[Task] Wherever a line in the records below contains "should", copy that line.

[Exercise inputs — start]

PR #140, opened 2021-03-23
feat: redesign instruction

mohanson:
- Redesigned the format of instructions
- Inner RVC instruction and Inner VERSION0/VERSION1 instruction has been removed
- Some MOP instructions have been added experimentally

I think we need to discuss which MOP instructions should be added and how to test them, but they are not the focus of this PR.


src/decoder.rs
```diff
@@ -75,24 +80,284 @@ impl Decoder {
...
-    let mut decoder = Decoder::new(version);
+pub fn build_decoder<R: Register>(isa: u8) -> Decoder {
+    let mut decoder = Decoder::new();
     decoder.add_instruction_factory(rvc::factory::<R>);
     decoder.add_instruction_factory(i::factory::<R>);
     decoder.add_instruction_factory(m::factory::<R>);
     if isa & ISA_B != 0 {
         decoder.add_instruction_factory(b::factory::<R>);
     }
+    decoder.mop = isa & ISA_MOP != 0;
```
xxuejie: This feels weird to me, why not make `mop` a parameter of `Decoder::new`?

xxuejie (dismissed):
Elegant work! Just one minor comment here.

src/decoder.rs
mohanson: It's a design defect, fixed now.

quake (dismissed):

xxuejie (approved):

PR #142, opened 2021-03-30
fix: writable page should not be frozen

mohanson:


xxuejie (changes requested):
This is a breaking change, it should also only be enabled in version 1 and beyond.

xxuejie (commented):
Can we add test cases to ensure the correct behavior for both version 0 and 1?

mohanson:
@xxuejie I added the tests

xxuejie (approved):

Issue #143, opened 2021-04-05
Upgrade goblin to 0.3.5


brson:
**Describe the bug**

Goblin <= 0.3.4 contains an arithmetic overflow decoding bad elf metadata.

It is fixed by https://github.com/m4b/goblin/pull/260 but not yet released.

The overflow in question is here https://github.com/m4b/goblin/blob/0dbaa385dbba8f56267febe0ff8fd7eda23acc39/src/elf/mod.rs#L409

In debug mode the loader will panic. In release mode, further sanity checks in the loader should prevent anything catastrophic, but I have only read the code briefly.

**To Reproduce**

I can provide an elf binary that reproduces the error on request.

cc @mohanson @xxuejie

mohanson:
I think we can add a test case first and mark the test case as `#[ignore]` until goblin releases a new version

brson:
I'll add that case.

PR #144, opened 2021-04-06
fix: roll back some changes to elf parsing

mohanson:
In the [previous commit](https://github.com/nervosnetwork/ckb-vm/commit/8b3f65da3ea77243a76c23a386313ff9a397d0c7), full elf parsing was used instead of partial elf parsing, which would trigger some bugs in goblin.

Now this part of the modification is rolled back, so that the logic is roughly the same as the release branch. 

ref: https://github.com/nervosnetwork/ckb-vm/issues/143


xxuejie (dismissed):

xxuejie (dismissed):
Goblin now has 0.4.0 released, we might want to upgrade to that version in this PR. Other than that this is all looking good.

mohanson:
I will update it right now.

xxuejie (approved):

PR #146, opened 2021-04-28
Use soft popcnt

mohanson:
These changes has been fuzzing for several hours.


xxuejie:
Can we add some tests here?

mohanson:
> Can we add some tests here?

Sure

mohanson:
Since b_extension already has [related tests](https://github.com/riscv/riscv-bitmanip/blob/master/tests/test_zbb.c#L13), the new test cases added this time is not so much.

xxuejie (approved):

[Exercise inputs — finish]

[Solution below]
I think we need to discuss which MOP instructions should be added and how to test them, but they are not the focus of this PR.
fix: writable page should not be frozen
This is a breaking change, it should also only be enabled in version 1 and beyond.
In debug mode the loader will panic. In release mode, further sanity checks in the loader should prevent anything catastrophic, but I have only read the code briefly.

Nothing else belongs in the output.